Three sweetpotato entries namely JO6 30-3 (yellow colored flesh), Immitlog (orange colored flesh) and Haponita (violet colored flesh) were evaluated for their acceptability when added to yoghurt as flavoring hopia as filling and vinegar as fermenting material. The product development was done from October 2010 to July 2013.The varieties were found to be acceptable for the production of yoghurt, hopia and vinegar. Yoghurt and hopia has good taste, sugar just right and texture is smooth for yoghurt. Sweetpotato yoghurt can have a shelf-life of one month under refrigerated condition, hopia for seven days under room temperature conditions ranging from 24 – 26 °C and relative humidity from 70-80%.

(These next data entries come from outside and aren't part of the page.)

PR #4146, opened 2020-02-09
Make open font dialog a toplevel window

### LINKED ISSUE #4145: Open Font dialog doesn't appear in taskbar
Only the splash screen window does (if enabled). This makes it difficult to get the window back on KDE, especially if the splash screen disappears before you open a font, and you tab away from the window. I have a fix for this, this is a tracking issue.

ctrlcctrlv:
If the splash screen window is worthy of this, surely the open font
dialog is. This closes #4145.

### Type of change

- **Bug fix**

### DIFF
--- a/fontforgeexe/fontview.c
+++ b/fontforgeexe/fontview.c
@@ -1016,19 +1016,6 @@ void MenuExit(GWindow UNUSED(base), struct gmenuitem *UNUSED(mi), GEvent *e) {
 	DelayEvent(_MenuExit,NULL);
 }
 
-char *GetPostScriptFontName(char *dir, bool mult, bool modal) {
-    unichar_t *ret;
-    char *u_dir;
-    char *temp;
-
-    u_dir = def2utf8_copy(dir);
-    ret = FVOpenFont(_("Open Font"), u_dir, mult, modal);
-    temp = u2def_copy(ret);
-
-    free(ret);
-return( temp );
-}
-
 void MergeKernInfo(SplineFont *sf,EncMap *map) {
 #ifndef __Mac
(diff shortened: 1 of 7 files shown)


skef:
Because this dialog is usually modal, shouldn't this flag depend on whether this is the initial dialog or some subsequent open-second-font scenario?

ctrlcctrlv:
I thought of that, but I really don't think it's necessary. The dialog does not really need to be modal since it opens a new font, it won't suddenly change an already open font.

ctrlcctrlv:
(Of course, in that case, there is also a definite argument for removing `wam_restrict` as well.)

fontforgeexe/fontview.c
```diff
@@ -1016,13 +1016,13 @@ void MenuExit(GWindow UNUSED(base), struct gmenuitem *UNUSED(mi), GEvent *e) {
 	DelayEvent(_MenuExit,NULL);
 }
 
-char *GetPostScriptFontName(char *dir, int mult) {
+char *GetPostScriptFontName(char *dir, bool mult, bool modal) {
```
skef: If you have an inkling to be truly heroic, you could:

1. Move `GetPostScriptFontName()` from this file to `openfontdlg.c`.
2. Remove the `FVOpenFont()` entry from `views.h`
3. Make `FVOpenFont()` static. 

This is how the code should be arranged given that `GetPostScriptFontName()` is basically a wrapper and the only place `FVOpenFont()` is called.

ctrlcctrlv: Thanks. I do rather like being heroic, (don't we all?), and if I don't do it it might not get done for another ten years, so I did it. Once CI passes I'll merge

Vinegar is acceptable at six months but has a better taste when aged longer, one year or more with a pH of 3.4.Addition of yellow, orange and violet fleshed sweetpotato increases energy, carbohydrates, vitamin A and calcium of yoghurt and vitamin A and calcium of hopia.With an estimated production cost of Php 33.06, Php 25.78, and Php 23.98 for yoghurt, hopia and vinegar, the computed return on cash expense for yoghurt is 25.52%, 25.10% for hopia and 25.13% for vinegar if the wholesale price is PhP 41.50 (yoghurt), PhP 32.25 (hopia) and Php30 (vinegar).